Two significant areas of interest within the contact lens (CL) arena include discomfort and the development of novel CL applications. Elucidating the mechanisms underlying CL discomfort is an issue that has eluded the field for decades.8 The development of novel, functional CLs, such as drug-delivery devices1,3,9 and biosensors,10-12 is an area of growing interest, with substantial potential markets. In both circumstances, a sophisticated in vitro model would provide relevant information to assist with selecting appropriate lens materials or design characteristics during the development phase. Unfortunately, current in vitro models for evaluating CLs and other eye related applications are relatively crude and unsophisticated. Traditionally, in vitro CL studies evaluating tear film deposition or drug delivery are performed in static, large volume vials containing a fixed fluid volume, which greatly exceeds physiological amounts. Furthermore, this simple model lacks the natural tear flow component and the blinking reflex, both of which are defining factors of the ocular environment.

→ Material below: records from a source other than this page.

PR #206, opened 2015-11-16
Allow width and height to be String instead of int

### LINKED ISSUE #178: Allow width to be specified in units other than px
Components which support a WIDTH (such as WColumn) currently expect this width to be a pixel (WDialog) or percent (WColumn, WTableColumn, ColumnLayout) measure.

This should be any allowed unit in CSS. Therefore I suggest we change int width to String width.

marksreeves:
Update width of Column in WColumn, ColumnLayout and WTableColumn and
width of WDialog to be a string instead of an int. Deprecate
setWidth(int) in WColumn, WDialog and WTableColumn.

Update WDialog to allow height as a string (CSS dimension) instead of
an int. Deprecate setHeight(int).

@jonathanaustin Could you take a look through this please. It is to fix #178 and allows for setter backwards compatibility but not typed getter compatibility so I am not _completely_ content.

### Note on non-178 code in examples
There are a pile of tiny changes in JavaDoc in the wcomponents-examples project which I had to include to get a successful build after picking up your last changes. We need to sort out the JavaDoc because **random build failures** due to crusty JavaDoc in example code are sub-optimal. @ricksbrown could not replicate my issues. It seemed to be caused by the initial run of maven-javadoc-plugin after a version increment.


jonathanaustin:
Width and Height do need attention and allow more flexibility. There is also the "zero" height and width issue where a "zero" value cannot be set and "zero" defaults to the theme value.

Allowing just a "string" for the value and allowing the projects to set a "value" and "unit" (e.g. "20px") could be problematic. What if we provide some "type" safety.

We could introduce two new Interfaces "Widthable" and "Heightable". Maybe even a third interface "Sizeable" that combines both.

The interfaces could provide the following:-

```java
setWidth(BigDecimal value)
BigDecimal getWidth()

setWidthUnit(UnitEnum unit)
UnitEnum getWidthUnit()
```

Where UnitEnum is an enum of CSS Unit types ("ems", "%", "px" etc....). 

The same for "Heightable":-

```java
setHeight(BigDecimal value)
BigDecimal getHeight()

setHeightUnit(UnitEnum unit)
UnitEnum getHeightUnit()
```

Components that already have "setWidth(int)" would still be deprecated and call "setWidth(dec, "px")" under the hood. Same for "setHeight(int)".

The width unit could default to "ems" or whatever is appropriate.

The value should be validated to be null, zero or greater.

To address the "zero" value, if there is a "null" value, then the width is not rendered and the "theme" default is used. But a "zero" value is "rendered" as a zero.

Hope this makes sense. Please let me know what you think.

@marksreeves @ricksbrown

marksreeves:
I completely understand your points @jonathanaustin but have to disagree about dangers. Sure, if someone sets a width to `"Go that local sporting team"` then it will have undefined consequences (it will actually have no consequences, it will be as if it was never set but that is beside the point): that is not really _our_ problem.

If we are making a web framework how about we embrace the webbiness available to us. These dimensions represent direct access to CSS dimension properties in a **web** framework. It makes a little bit of sense IMO to let the app define the widths in these dimensions.

This may be controversial but I think we should:
1. care a little less about what applications do with the framework; and
2. assume people building web UIs can follow a web UI spec and that someone spec'ing a web UI will use common web dimensions.

@Joshua-Barclay you're more at the coal-face in this: what do you think?

marksreeves:
Oh, one more thing @jonathanaustin I am **very** happy to look at widthable and heightable interfaces - I had to really go hunting for the various classes which managed their own widths.

marksreeves:
As well as relative or absolute lengths or percentage width and height may both be calculated (using `calc()`) or use a keyword.

Keywords for width dimension:

* auto;
* available;
* fit-content;
* max-content;
* min-content.

Keywords for height dimension are as per width plus **complex**.

Keywords which can extend a length or percentage dimension for width or height:

* border-box;
* content box.

From [the W3C spec](https://drafts.csswg.org/css-box-3/#the-width-and-height-properties):

* width:
  
  ```
[<length> | <percentage>] && [border-box | content-box]? | available | min-content | max-content | fit-content | auto
  ```
* height:
  
  ```
[<length> | <percentage>] && [border-box | content-box]? | available | min-content | max-content | fit-content | complex | auto
  ```

These may make it a little bit hard to use an int and enum model.

marksreeves:
removed: alternate process determined.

The development of a sophisticated, physiologically relevant eye "model" will necessitate a multi-disciplinary approach and require substantial in vivo validation. For these reasons, the fundamental framework for our in vitro eye model is highly versatile, such that the model can be continually improved through future upgrades and modulations. To date, the model is capable of simulating tear volume, tear flow, mechanical wear and air exposure. The aim is to create an in vitro model that will provide meaningful results, which is predictive and complimentary to in vivo and ex vivo observations.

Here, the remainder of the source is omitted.